Primeira produção sérvia de impacto internacional recente a ser exibida na 17ª edição do Festival de Kústendorf, o áspero drama “Lost Country“, de Vladimir Perišić, cindiu as opiniões do evento eslavo, sobretudo após as declarações do seu realizador. Laureada com o prémio Louis Roederer Foundation Rising Star na Semana da Crítica do Festival de Cannes, a longa-metragem revive o período em que o estado jugoslavo ainda existia, em 1996, apesar das tensões da Guerra dos Bálcãs.
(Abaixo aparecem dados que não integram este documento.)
PR #2005, opened 2024-07-01
Focus REPL panel on click

### LINKED ISSUE #1486: Clicking anywhere in REPL panel should focus it
> > I noticed I can no longer click in the middle of the REPL to focus on it, only the edges work.
>
> Good catch.  I looked into this for a while but can't figure it out.  It seems like after making the REPL into a scrollable viewport, click events are no longer generated for any clicks in the interior of the panel.  I'm wondering if it's a brick bug.

_Originally posted by @byorgey in https://github.com/swarm-game/swarm/pull/1481#discussion_r1313865515_

byorgey:
Closes #1486.

I'm not entirely sure I understand why this is necessary but it seems like for anything with a brick `viewport` it's not enough to just rely on wrapping it in `clickable`.  We have to actually set their focus explicitly depending on the identity of the clicked viewport.

### DIFF
--- a/src/swarm-tui/Swarm/TUI/Controller.hs
+++ b/src/swarm-tui/Swarm/TUI/Controller.hs
@@ -428,13 +428,14 @@ handleMainEvent ev = do
           EC.activateWorldEditorFunction y
         _ -> return ()
       flip whenJust setFocus $ case n of
-        -- Adapt click event origin to their right panel.
-        -- For the REPL and the World view, using 'Brick.Widgets.Core.clickable' correctly set the origin.
-        -- However this does not seems to work for the robot and info panel.
-        -- Thus we force the destination focus here.
+        -- Adapt click event origin to the right panel.  For the world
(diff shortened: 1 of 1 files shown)


nitinprakash96 (approved):

xsebek (approved):
Thanks for fixing this @byorgey. 👍 I read this code but it did not occur to me it was missing a line for REPL.

Perhaps this should be mentioned in the brick documentation.
Or it's a bug and clickable should apply through viewport.

byorgey:
> Perhaps this should be mentioned in the brick documentation.
> Or it's a bug and clickable should apply through viewport.

I'm really not sure!  Maybe someone should try to make a minimal example in order to ask about it on the brick issue tracker.  But I don't think I have the motivation to do that.

xsebek:
@byorgey on further thought, maybe this is correct.

If you have a clickable named widget and inside it another named widget, then the name in event will be the inner one.

Maybe the other panels just don't have inner named widgets.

O tema em si, com todas as suas dialéticas políticas, já é um assunto indigesto para a Sérvia. A forma como Perišić aborda o período inflamou ainda mais a ferida dos seus conterrâneos por trazer um painel mais ligado a angústias juvenis do que aos factos históricos – e as suas interpretações.

Informação é controle, como o cinema americano sempre nos mostra. Ao mesmo tempo, odeio metáforas. Gilles Deleuze (filósofo francês) dizia que metáforas são para gado. A arte nos oferece um entendimento maior da vida. Eu entendo a ficção como um veio para entender o real“, disse Perišić no Q&A pós sessão, após responder uma questão do C7nema sobre a relação indisfarçável do filme com “Os 400 Golpes“, de François Truffaut. “O cinema moderno mudou a forma com que a infância é representada no cinema. Isso já vem de Rossellini. Não sou tão reverente a Truffaut. Deixei que os jovens agissem diante de mim e capitalizei os seus sentimentos, pois não leram o guião. Eles apenas sabiam o que a premissa tratava e o filme foi sendo descoberto nos sets“.

Espécie de Antoine Doinel eslavo, Stefan, o protagonista de “Lost Country“, vivido por Jovan Giniv, vive uma fase de rebeldia, em especial no convívio com a sua figura materna, a assessora política Marklena (Jasna Djuricic). A sua rebeldia coincide com o governo de Slobodan Milošević (1941-2006). O facto de a mãe de Perišić também ser ligada a questões governamentais, gerou questões ácidas da plateia de Küstendorf.

Se a minha mãe fosse agricultora, eu faria um filme sobre agricultura, mas, por acaso, ela é política e eu não reduzo o meu filme a isso“, disse o cineasta. “Paul Schrader, autor do guião de ‘Taxi Driver’, diz que a força de uma personagem vem das suas contradições. Eu trabalhei com atores não profissionais. Filmava como se estivesse a fazer um documentário sobre eles“.

Küstendorf termina neste sábado com a cerimónia de premiação das curtas-metragens e a exibição de “Disco Boy“, de Giacomo Abbruzzese.